──────── Material provided ────────
PR #1301, opened 2017-03-30
Subquery pushdown - Unions Phase - 2

onderkalaci:
(The PR currently is based on a branch which is not rebased to its parent branch. Thus, we see some older commits. As we progress to review this patch, I'll rebase all PRs accordingly):

    Add top level union support
    
    This commit adds support for UNION/UNION ALL subqueries that are
    in the following form:
    
         .... (Q1 UNION Q2 UNION ...) as union_query ....
    
    In other words, Citus supports allow top level
    unions being wrapped into aggregations queries
    and/or simple projection queries that only selects
    some fields from the lower level queries.

### DIFF
--- a/src/backend/distributed/planner/multi_logical_optimizer.c
+++ b/src/backend/distributed/planner/multi_logical_optimizer.c
@@ -150,7 +150,8 @@ static bool GroupedByColumn(List *groupClauseList, List *targetList, Var *column
 /* Local functions forward declarations for subquery pushdown checks */
 static void ErrorIfContainsUnsupportedSubquery(MultiNode *logicalPlanNode,
 											   PlannerRestrictionContext *
-											   plannerRestrictionContext);
+											   plannerRestrictionContext,
+											   Query *originalQuery);
 static void ErrorIfCannotPushdownSubquery(Query *subqueryTree, bool outerQueryHasLimit);
 static void ErrorIfUnsupportedSetOperation(Query *subqueryTree, bool outerQueryHasLimit);
 static bool ExtractSetOperationStatmentWalker(Node *node, List **setOperationList);
@@ -191,14 +192,15 @@ static bool HasOrderByHllType(List *sortClauseList, List *targetList);
  * function finds the extended operator node, and splits this node into master
  * and worker extended operator nodes.
  *
- * We also pass plannerRestrictionContext to the optimizer. The context
- * is primarily used to decide whether the subquery is safe to pushdown.
+ * We also pass plannerRestrictionContext and originalQuery to the optimizer.
+ * These are primarily used to decide whether the subquery is safe to pushdown.
  * If not, it helps to produce meaningful error messages for subquery
  * pushdown planning.
  */
 void
 MultiLogicalPlanOptimize(MultiTreeRoot *multiLogicalPlan,
-						 PlannerRestrictionContext *plannerRestrictionContext)
+						 PlannerRestrictionContext *plannerRestrictionContext,
+						 Query *originalQuery)
 {
 	bool hasOrderByHllType = false;
 	List *selectNodeList = NIL;
@@ -218,7 +220,8 @@ MultiLogicalPlanOptimize(MultiTreeRoot *multiLogicalPlan,
 	ErrorIfContainsUnsupportedAggregate(logicalPlanNode);
 
 	/* check that we can pushdown subquery in the plan */
-	ErrorIfContainsUnsupportedSubquery(logicalPlanNode, plannerRestrictionContext);
+	ErrorIfContainsUnsupportedSubquery(logicalPlanNode, plannerRestrictionContext,
+									   originalQuery);
 
 	/*
 	 * If a select node exists, we use the idempower property to split the node
@@ -2807,20 +2810,22 @@ GroupedByColumn(List *groupClauseList, List *targetList, Var *column)
 
 /*
  * ErrorIfContainsUnsupportedSubquery extracts subquery multi table from the
- * logical plan and uses helper functions to check if we can push down subquery
- * to worker nodes. These helper functions error out if we cannot push down the
- * the subquery.
+ * logical plan using plannerRestrictionContext and the original query. It uses
+ * some helper functions to check if we can push down subquery to worker nodes.
+ * These helper functions error out if we cannot push down the subquery.
  */
 static void
 ErrorIfContainsUnsupportedSubquery(MultiNode *logicalPlanNode,
-								   PlannerRestrictionContext *plannerRestrictionContext)
+								   PlannerRestrictionContext *plannerRestrictionContext,
+								   Query *originalQuery)
 {
 	Query *subquery = NULL;
 	List *extendedOpNodeList = NIL;
 	MultiTable *multiTable = NULL;
 	MultiExtendedOp *extendedOpNode = NULL;
 	bool outerQueryHasLimit = false;
-	bool restrictionEquivalenceForPartitionKeys = false;
+	RelationRestrictionContext *relationRestrictionContext =
+		plannerRestrictionContext->relationRestrictionContext;
 
 	/* check if logical plan includes a subquery */
 	List *subqueryMultiTableList = SubqueryMultiTableList(logicalPlanNode);
@@ -2832,9 +2837,26 @@ ErrorIfContainsUnsupportedSubquery(MultiNode *logicalPlanNode,
 	/* currently in the planner we only allow one subquery in from-clause*/
 	Assert(list_length(subqueryMultiTableList) == 1);
 
-	restrictionEquivalenceForPartitionKeys =
-		RestrictionEquivalenceForPartitionKeys(plannerRestrictionContext);
-	if (!restrictionEquivalenceForPartitionKeys)
+	/*
+	 * We're checking two things here:
+	 *    (i)   If the query contains a top level union, ensure that all leaves
+	 *          return the partition key at the same position
+	 *    (ii)  Else, check whether all relations joined on the partition key or not
+	 */
+	if (ContainsUnionSubquery(originalQuery))
+	{
+		if (!SafeToPushdownUnionSubquery(relationRestrictionContext))
+		{
+			ereport(ERROR, (errcode(ERRCODE_FEATURE_NOT_SUPPORTED),
+							errmsg("cannot pushdown the subquery since all leaves of "
+								   "the UNION does not include partition key at the "
+								   "same position"),
+							errdetail("Each leaf query of the UNION should return "
+									  "partition key at the same position on its "
+									  "target list.")));
+		}
+	}
+	else if (!RestrictionEquivalenceForPartitionKeys(plannerRestrictionContext))
 	{
 		ereport(ERROR, (errcode(ERRCODE_FEATURE_NOT_SUPPORTED),
 						errmsg("cannot pushdown the subquery since all relations are not "
--- a/src/backend/distributed/planner/multi_physical_planner.c
+++ b/src/backend/distributed/planner/multi_physical_planner.c
@@ -2008,14 +2008,6 @@ SubquerySqlTaskList(Job *job, PlannerRestrictionContext *plannerRestrictionConte
 	DistTableCacheEntry *targetCacheEntry = NULL;
 	RelationRestrictionContext *relationRestrictionContext =
 		plannerRestrictionContext->relationRestrictionContext;
-	bool restrictionEquivalenceForPartitionKeys PG_USED_FOR_ASSERTS_ONLY =
-		RestrictionEquivalenceForPartitionKeys(plannerRestrictionContext);
-
-	/*
-	 * If we're going to create tasks for subquery pushdown, all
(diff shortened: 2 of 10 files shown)


src/backend/distributed/planner/multi_planner.c
```diff
@@ -117,6 +117,8 @@ multi_planner(Query *parse, int cursorOptions, ParamListInfo boundParams)
 
 		if (needsDistributedPlanning)
 		{
+			relationRestrictionContext->parseTree = copyObject(originalQuery);
```
onderkalaci: I think we should move this line to `CreateAndPushPlannerContexts ()` to make it more readable

src/backend/distributed/planner/multi_logical_optimizer.c
```diff
@@ -2832,9 +2832,9 @@ ErrorIfContainsUnsupportedSubquery(MultiNode *logicalPlanNode,
 	/* currently in the planner we only allow one subquery in from-clause*/
 	Assert(list_length(subqueryMultiTableList) == 1);
 
-	restrictionEquivalenceForPartitionKeys =
-		RestrictionEquivalenceForPartitionKeys(plannerRestrictionContext);
-	if (!restrictionEquivalenceForPartitionKeys)
+	safeToPushdownSubquery =
+		SafeToPushDownSubquery(plannerRestrictionContext);
+	if (!safeToPushdownSubquery)
```
onderkalaci: I don't like this generic error message. We should differentiate unions and joins, at least,

src/backend/distributed/planner/relation_restriction_equivalence.c
```diff
@@ -1052,3 +1259,93 @@ AttributeEquivalancesAreEqual(AttributeEquivalenceClass *firstAttributeEquivalan
...
+static bool
+TopLevelUnionQuery(Query *queryTree)
+{
+	List *rangeTableList = queryTree->rtable;
+	Node *setOperations = queryTree->setOperations;
+	RangeTblEntry *rangeTableEntry = NULL;
+	Query *subqueryTree = NULL;
+
+	/* don't allow joines on top of unions */
+	if (list_length(rangeTableList) > 1)
```
mtuncer: I am not following this. 
`query->rtable `has nothing to do with joins.  joined range table entries can be found from iterating through `query->tree`

mtuncer: I wonder if we can support 
```sql
select user_id from users_table where user_id < 10
union
select user_id from users_table where user_id < 10;
```

type queries. This work does not do you see a blocker on supporting this ?

src/backend/distributed/planner/relation_restriction_equivalence.c
```diff
@@ -1052,3 +1259,93 @@ AttributeEquivalancesAreEqual(AttributeEquivalenceClass *firstAttributeEquivalan
...
+
+		if (setOperationStatement->op != SETOP_UNION)
+		{
+			return false;
+		}
+
+		return true;
+	}
+
+	return TopLevelUnionQuery(subqueryTree);
```
mtuncer: I did not like recursion here.  I think this is used to traverse query tree to find out the first query where there is either set operation or join. 

Can you move search logic to another walker like function and remove  recursion here ?

src/backend/distributed/planner/multi_physical_planner.c
```diff
@@ -2053,6 +2053,7 @@ SubquerySqlTaskList(Job *job, PlannerRestrictionContext *plannerRestrictionConte
 		subqueryTask = SubqueryTaskCreate(subquery, targetShardInterval,
 										  relationRestrictionContext, taskIdIndex);
 
+
```
onderkalaci: Unnecessary new line

src/backend/distributed/planner/relation_restriction_equivalence.c
```diff
@@ -113,6 +122,187 @@ static void ListConcatUniqueAttributeClassMemberLists(AttributeEquivalenceClass
...
+		{
+			Var *targetVar = (Var *) lfirst(translatedVarCell);
+
+			childAttrNumber++;
+
+			if (targetVar->varno == relationRteIndex &&
+				targetVar->varattno == relationPartitionKey->varattno)
+			{
+				*partitionKeyIndex = childAttrNumber;
+
```
onderkalaci: Can't we use `targetVar ->varattno`? That seems more accurate to me.

src/backend/distributed/planner/relation_restriction_equivalence.c
onderkalaci: > type queries. This work does not, do you see a blocker on supporting this ?

I theory, we can support that. But, I don't want to deal with !subquery code-path in this PR/release. What do you think?

src/backend/distributed/planner/relation_restriction_equivalence.c
onderkalaci: Nope, how we use seems OK. We only need to ensure that it is actually a `Var`

src/backend/distributed/planner/relation_restriction_equivalence.c
mtuncer: I think it won't bring any more complexity, we would just need to move down in the query funnel until there is a set operation or join.

onderkalaci: > I think it won't bring any more complexity, we would just need to move down in the query funnel until there is a set operation or join.

I still think that we should tackle it separately, maybe with another PR on top of this?

onderkalaci: Hmm, it could be that the name of the function is a bit confusing. This function is looking for a query tree such that the query may have as many upper level queries above the `UNION` query, unless none of them is a join.

Is the function comment not clear enough for that?

src/backend/distributed/planner/relation_restriction_equivalence.c
```diff
@@ -113,6 +119,193 @@ static void ListConcatUniqueAttributeClassMemberLists(AttributeEquivalenceClass
...
+}
+
+
+/*
+ * FindTranslatedVar iterates on the appendRelList and tries to find a translated
+ * child var identified by the relation id and the relation rte index. The function
+ * returns NULL if it cannot find a translated var.
+ */
+static Var *
+FindTranslatedVar(List *appendRelList, Oid relationOid, Index relationRteIndex,
```
mtuncer: Is it the Var was already translated, and we are trying to find translation ? 

Function could be better named. Could you rephrase explanation.

src/backend/distributed/planner/relation_restriction_equivalence.c
```diff
@@ -113,6 +119,193 @@ static void ListConcatUniqueAttributeClassMemberLists(AttributeEquivalenceClass
...
+
+/*
+ * SafeToPushdownTopLevelUnion returns true if all the relations are returns
+ * partition keys in the same ordinal position.
+ *
+ * Note that the function expects (and asserts) the input query to be a top
+ * level union query defined by TopLevelUnionQuery().
+ */
+bool
+SafeToPushdownTopLevelUnion(RelationRestrictionContext *restrictionContext)
```
mtuncer: perhaps SafeToPushdownSubqueryUnion  or SafeToPushdownUnionSubquery

src/backend/distributed/planner/relation_restriction_equivalence.c
```diff
@@ -1052,3 +1261,93 @@ AttributeEquivalancesAreEqual(AttributeEquivalenceClass *firstAttributeEquivalan
...
+	{
+		TargetEntry *targetEntry = (TargetEntry *) lfirst(targetEntryCell);
+		Expr *targetExpression = targetEntry->expr;
+
+		partitionKeyTargetAttrIndex++;
+
+		if (!targetEntry->resjunk &&
+			IsPartitionColumn(targetExpression, relationPlannerParseQuery))
+		{
+			Var *targetColumn = (Var *) targetExpression;
```
mtuncer: Are you sure it is a Var here ?

src/include/distributed/multi_planner_utils.h
```diff
@@ -0,0 +1,21 @@
...
+ *-------------------------------------------------------------------------
+ */
+
+#ifndef MULTI_PLANNER_UTILS_H
+#define MULTI_PLANNER_UTILS_H
+
+#include "distributed/multi_planner.h"
+
+
+extern bool SafeToPushDownSubquery(PlannerRestrictionContext *plannerRestrictionContext);
```
mtuncer: This is only used inside multi_router_planner.c , declared in multi_planner_utils.h, and defined in relation_restriction_equivalance.c

It looks weird.

src/include/distributed/relation_restriction_equivalence.h
```diff
@@ -15,8 +15,12 @@
 #include "distributed/multi_planner.h"
 
 
+extern bool SafeToPushDownSubquery(PlannerRestrictionContext *plannerRestrictionContext,
```
mtuncer: no need for additional declaration. it is inside  a header file now

mtuncer:
you should check when a partition column is repeated inside target list
```sql
 select count(*) from (
        select user_id, user_id from users_table 
    union 
        select user_id, 2 from users_table) u;
```
works, but 
```sql
 select count(*) from (
        select user_id, user_id from users_table
    union 
        select 2, user_id  from users_table) u;
```
does not

onderkalaci:
> you should check when a partition column is repeated inside target list

I'm happy to leave this as a known issue 😄  That would a very rare case, wouldn't it? Also, the solution is very simple, re-order you target lists such that partition match is at the first index?

onderkalaci:
I'm happy to note this in the `SafeToPushdownUnionSubquery` function comment?

src/backend/distributed/planner/multi_logical_optimizer.c
```diff
@@ -2832,9 +2837,26 @@ ErrorIfContainsUnsupportedSubquery(MultiNode *logicalPlanNode,
...
+			ereport(ERROR, (errcode(ERRCODE_FEATURE_NOT_SUPPORTED),
+							errmsg("cannot pushdown the subquery since all leaves of "
+								   "the UNION does not include partition key at the "
+								   "same position"),
+							errdetail("Each leaf query of the UNION should return "
+									  "partition key at the same position on its "
+									  "target list.")));
+		}
+	}
+	else if (!RestrictionEquivalenceForPartitionKeys(plannerRestrictionContext))
```
mtuncer: Does this mean we do not need to check`RestrictionEquivalenceForPartitionKeys` if the query contains top level union ?

src/backend/distributed/planner/multi_router_planner.c
```diff
@@ -310,7 +312,7 @@ CreateInsertSelectRouterPlan(Query *originalQuery,
 		modifyTask = RouterModifyTaskForShardInterval(originalQuery, targetShardInterval,
 													  relationRestrictionContext,
 													  taskIdIndex,
-													  restrictionEquivalenceForPartitionKeys);
+													  safeToPushDownSubquery);
```
mtuncer: we are passing  variable `safeToPushDownSubquery ` in place of `allRelationsJoinedOnPartitionKey` perhaps we should change function api here

src/backend/distributed/planner/relation_restriction_equivalence.c
```diff
@@ -1052,3 +1250,104 @@ AttributeEquivalancesAreEqual(AttributeEquivalenceClass *firstAttributeEquivalan
...
+		return false;
+	}
+
+	subqueryTree = rangeTableEntry->subquery;
+	setOperations = subqueryTree->setOperations;
+	if (setOperations != NULL)
+	{
+		SetOperationStmt *setOperationStatement = (SetOperationStmt *) setOperations;
+
+		if (setOperationStatement->op != SETOP_UNION)
```
mtuncer: may be a single line comment here stating set operation type in whole tree is checked elsewhere

src/test/regress/expected/multi_subquery_toplevel_union.out
```diff
@@ -0,0 +1,777 @@
+--
```
mtuncer: since we are steering away from 'toplevel_union' we can use multi_subquery_union

src/backend/distributed/planner/multi_logical_optimizer.c
onderkalaci: Yes, that's true, we don't need to check that.

src/backend/distributed/planner/multi_router_planner.c
onderkalaci: Good catch, I'll update it

src/backend/distributed/planner/relation_restriction_equivalence.c
onderkalaci: sure, that makes sense/

src/test/regress/expected/multi_subquery_toplevel_union.out
onderkalaci: I'll update it.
────────
**Task directions**
Lines from the top of the entries above to the line that contains "(The PR currently" should be set down exactly, please, with both ends kept and nothing added.

**Solution to this exercise**
PR #1301, opened 2017-03-30
Subquery pushdown - Unions Phase - 2

onderkalaci:
(The PR currently is based on a branch which is not rebased to its parent branch. Thus, we see some older commits. As we progress to review this patch, I'll rebase all PRs accordingly):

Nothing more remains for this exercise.